- _TO DO_
Below are the entries to retype; reproduce each one exactly.

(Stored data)
PR #9107, opened 2018-08-29
Fixed slack options not showing in the webui

laf:
DO NOT DELETE THIS TEXT

#### Please note

#### Testers

This will cause a loss of the options for slack (only author_name) but this isn't classed as critical to notify users imho.


murrant:
@laf no worries, I got you ;)

PR #9115, opened 2018-08-31
Fixed Total Chassis Power sensor_index for SmartAX MA5603T/MA5683T

TheGreatDoc:
DO NOT DELETE THIS TEXT

#### Please note

#### Testers

In SmartAX MA5683T/MA5603T Starting index for Per Card power starts in '0' instead '1'. '0' was also the index for Total Chassis Power.


includes/discovery/sensors/power/smartax.inc.php
```diff
@@ -22,13 +22,13 @@
...
-$pow_frame_oid = '1.3.6.1.4.1.2011.2.6.7.1.1.1.1.11';
+
 $power_frame_oid = '.1.3.6.1.4.1.2011.2.6.7.1.1.1.1.11.0';
 
 $power = snmp_get($device, $power_frame_oid, '-Ovq');
-$index = '0';
+$sensor_index = 'TotalChassisPower';
 
-discover_sensor($valid['sensor'], 'power', $device, $power_frame_oid, $index, 'smartax', 'Chassis Total', '1', '1', null, null, null, null, $power);
+discover_sensor($valid['sensor'], 'power', $device, $power_frame_oid, $sensor_index, 'smartax', 'Chassis Total', null, null, null, null, null, null, $power);
```
murrant: Why are you changing the multiplier and divisor to 0?  And why did you change the index?

TheGreatDoc: I've changed Index to sensor_index only for future understability. `index` is more interpreted as oid index, but this is sensor_index that can be (or not) oid index, and removed multiplier/divisor for clean as they are just '1', which I think is the same than passing them as null.

laf: If we have no reason to change the index we should leave it alone, same with the divisor / multiplier.

Test data is helpful so I'd revert the php changes and just submit the test data.

murrant: Well, I see that both discover_sensor() calls have the same index, so yes, one needs to be changed.

But, how we handle this in other cases it to change the type, not the index (from 'smartax' -> 'smartax-total' or something)

TheGreatDoc: Done! Just curious: Why type instead of index? Whats the difference?

PR #51, opened 2021-02-09
MB-6656 Dynamically retrieve required move IDs to create MTOs in Experimental

sandy-wright:
## Description

This PR removes the hardcoded IDs for:
 - `contractorID`
 - `uploadedOrdersID`
 - `destinationDutyStationID`
 - `originDutyStationID`

All of these values are required for the Support API endpoint `createMoveTaskOrder`, which is the pivotal request in our load testing process because it gives us MTOs to work with. In order to run these tests in experimental, we must grab these values from MTOs that already exist in the experimental database. We use the Support API `getMoveTaskOrder` endpoint to do this with the moves we get back from the Prime API's `fetchMTOUpdates`.

## Setup

To test this update, you must work with the `mymove` updates in this PR: https://github.com/transcom/mymove/pull/5861. For a local test, checkout and run the server off the branch `sw-upd-create-mto-for-load-testing`. For a test in experimental, you will either need to wait until this PR is merged with master, or claim and deploy this branch to experimental yourself. 

### Local Testing

Start up your local server:
```sh
make db_dev_e2e_populate server_run
```

And run the load tests:
```sh
make load_test_prime
```

or:
```sh
make load_test_prime_workflow
```

If you see successful calls to the `createMoveTaskOrder` endpoint (`POST | /support/v1/move-task-orders`), then the code works! You can peek in the logs and look for a line like `☑️ Set default MTO IDs for createMoveTaskOrder:` to see which IDs were set.

### Testing in Experimental

Build and run the docker container:
```sh
docker-compose build
docker-compose up
```

Navigate to http://localhost:8089/ to use the web UI to run the test. Spawn 2 users and view the results closely. Once the `createMoveTaskOrder` endpoint has been hit a couple of times, **stop the load test. DO NOT let the test run unmonitored in experimental. We DO NOT want to flood this environment with new moves (yet).**

You should see some successfully created moves. Yay!

### Running Unit Tests

To run the unit tests for the new code, you will first need to install the new required package (in your pyenv virtual environment):
```sh
pyenv activate locust-venv
pip install -r requirements-dev.txt
```

Then use `pytest` to run the tests:
```sh
pytest tasks/tests/test_prime.py
```

## References

* [Jira story](https://dp3.atlassian.net/browse/MB-6656) for this change.

### DIFF
--- a/locustfiles/prime.py
+++ b/locustfiles/prime.py
@@ -27,7 +27,6 @@ class PrimeUser(MilMoveHostMixin, HttpUser):
     # These are locust HttpUser attributes that help define and shape the load test:
     wait_time = between(0.25, 9)  # the time period to wait in between tasks (in seconds, accepts decimals and 0)
     tasks = {PrimeTasks: 1}  # the set of tasks to be executed and their relative weight
-    weight = 5
 
 
 class SupportUser(MilMoveHostMixin, HttpUser):
@@ -43,7 +42,6 @@ class SupportUser(MilMoveHostMixin, HttpUser):
 
     wait_time = between(0.25, 9)
     tasks = {SupportTasks: 1}
-    weight = 1
 
 
 @events.test_stop.add_listener
--- a/tasks/prime.py
+++ b/tasks/prime.py
@@ -42,7 +42,12 @@ class PrimeDataStorageMixin:
 
     DATA_LIST_MAX: int = 50
     # contains the ID values needed when creating moves using createMoveTaskOrder:
-    default_mto_ids: Dict[str, str] = {}
+    default_mto_ids: Dict[str, str] = {
+        "contractorID": "",
+        "destinationDutyStationID": "",
+        "originDutyStationID": "",
+        "uploadedOrdersID": "",
+    }
     local_store: Dict[str, list] = {
         MOVE_TASK_ORDER: [],
         MTO_SHIPMENT: [],
@@ -150,8 +155,9 @@ class PrimeDataStorageMixin:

- _RESULT OF THIS TASK_
PR #9107, opened 2018-08-29
Fixed slack options not showing in the webui

laf:
DO NOT DELETE THIS TEXT

#### Please note

#### Testers

This will cause a loss of the options for slack (only author_name) but this isn't classed as critical to notify users imho.


murrant:
@laf no worries, I got you ;)

PR #9115, opened 2018-08-31
Fixed Total Chassis Power sensor_index for SmartAX MA5603T/MA5683T

TheGreatDoc:
DO NOT DELETE THIS TEXT

#### Please note

#### Testers

In SmartAX MA5683T/MA5603T Starting index for Per Card power starts in '0' instead '1'. '0' was also the index for Total Chassis Power.


includes/discovery/sensors/power/smartax.inc.php
```diff
@@ -22,13 +22,13 @@
...
-$pow_frame_oid = '1.3.6.1.4.1.2011.2.6.7.1.1.1.1.11';
+
 $power_frame_oid = '.1.3.6.1.4.1.2011.2.6.7.1.1.1.1.11.0';
 
 $power = snmp_get($device, $power_frame_oid, '-Ovq');
-$index = '0';
+$sensor_index = 'TotalChassisPower';
 
-discover_sensor($valid['sensor'], 'power', $device, $power_frame_oid, $index, 'smartax', 'Chassis Total', '1', '1', null, null, null, null, $power);
+discover_sensor($valid['sensor'], 'power', $device, $power_frame_oid, $sensor_index, 'smartax', 'Chassis Total', null, null, null, null, null, null, $power);
```
murrant: Why are you changing the multiplier and divisor to 0?  And why did you change the index?

TheGreatDoc: I've changed Index to sensor_index only for future understability. `index` is more interpreted as oid index, but this is sensor_index that can be (or not) oid index, and removed multiplier/divisor for clean as they are just '1', which I think is the same than passing them as null.

laf: If we have no reason to change the index we should leave it alone, same with the divisor / multiplier.

Test data is helpful so I'd revert the php changes and just submit the test data.

murrant: Well, I see that both discover_sensor() calls have the same index, so yes, one needs to be changed.

But, how we handle this in other cases it to change the type, not the index (from 'smartax' -> 'smartax-total' or something)

TheGreatDoc: Done! Just curious: Why type instead of index? Whats the difference?

PR #51, opened 2021-02-09
MB-6656 Dynamically retrieve required move IDs to create MTOs in Experimental

sandy-wright:
## Description

This PR removes the hardcoded IDs for:
 - `contractorID`
 - `uploadedOrdersID`
 - `destinationDutyStationID`
 - `originDutyStationID`

All of these values are required for the Support API endpoint `createMoveTaskOrder`, which is the pivotal request in our load testing process because it gives us MTOs to work with. In order to run these tests in experimental, we must grab these values from MTOs that already exist in the experimental database. We use the Support API `getMoveTaskOrder` endpoint to do this with the moves we get back from the Prime API's `fetchMTOUpdates`.

## Setup

To test this update, you must work with the `mymove` updates in this PR: https://github.com/transcom/mymove/pull/5861. For a local test, checkout and run the server off the branch `sw-upd-create-mto-for-load-testing`. For a test in experimental, you will either need to wait until this PR is merged with master, or claim and deploy this branch to experimental yourself. 

### Local Testing

Start up your local server:
```sh
make db_dev_e2e_populate server_run
```

And run the load tests:
```sh
make load_test_prime
```

or:
```sh
make load_test_prime_workflow
```

If you see successful calls to the `createMoveTaskOrder` endpoint (`POST | /support/v1/move-task-orders`), then the code works! You can peek in the logs and look for a line like `☑️ Set default MTO IDs for createMoveTaskOrder:` to see which IDs were set.

### Testing in Experimental

Build and run the docker container:
```sh
docker-compose build
docker-compose up
```

Navigate to http://localhost:8089/ to use the web UI to run the test. Spawn 2 users and view the results closely. Once the `createMoveTaskOrder` endpoint has been hit a couple of times, **stop the load test. DO NOT let the test run unmonitored in experimental. We DO NOT want to flood this environment with new moves (yet).**

You should see some successfully created moves. Yay!

### Running Unit Tests

To run the unit tests for the new code, you will first need to install the new required package (in your pyenv virtual environment):
```sh
pyenv activate locust-venv
pip install -r requirements-dev.txt
```

Then use `pytest` to run the tests:
```sh
pytest tasks/tests/test_prime.py
```

## References

* [Jira story](https://dp3.atlassian.net/browse/MB-6656) for this change.

### DIFF
--- a/locustfiles/prime.py
+++ b/locustfiles/prime.py
@@ -27,7 +27,6 @@ class PrimeUser(MilMoveHostMixin, HttpUser):
     # These are locust HttpUser attributes that help define and shape the load test:
     wait_time = between(0.25, 9)  # the time period to wait in between tasks (in seconds, accepts decimals and 0)
     tasks = {PrimeTasks: 1}  # the set of tasks to be executed and their relative weight
-    weight = 5
 
 
 class SupportUser(MilMoveHostMixin, HttpUser):
@@ -43,7 +42,6 @@ class SupportUser(MilMoveHostMixin, HttpUser):
 
     wait_time = between(0.25, 9)
     tasks = {SupportTasks: 1}
-    weight = 1
 
 
 @events.test_stop.add_listener
--- a/tasks/prime.py
+++ b/tasks/prime.py
@@ -42,7 +42,12 @@ class PrimeDataStorageMixin:
 
     DATA_LIST_MAX: int = 50
     # contains the ID values needed when creating moves using createMoveTaskOrder:
-    default_mto_ids: Dict[str, str] = {}
+    default_mto_ids: Dict[str, str] = {
+        "contractorID": "",
+        "destinationDutyStationID": "",
+        "originDutyStationID": "",
+        "uploadedOrdersID": "",
+    }
     local_store: Dict[str, list] = {
         MOVE_TASK_ORDER: [],
         MTO_SHIPMENT: [],
@@ -150,8 +155,9 @@ class PrimeDataStorageMixin:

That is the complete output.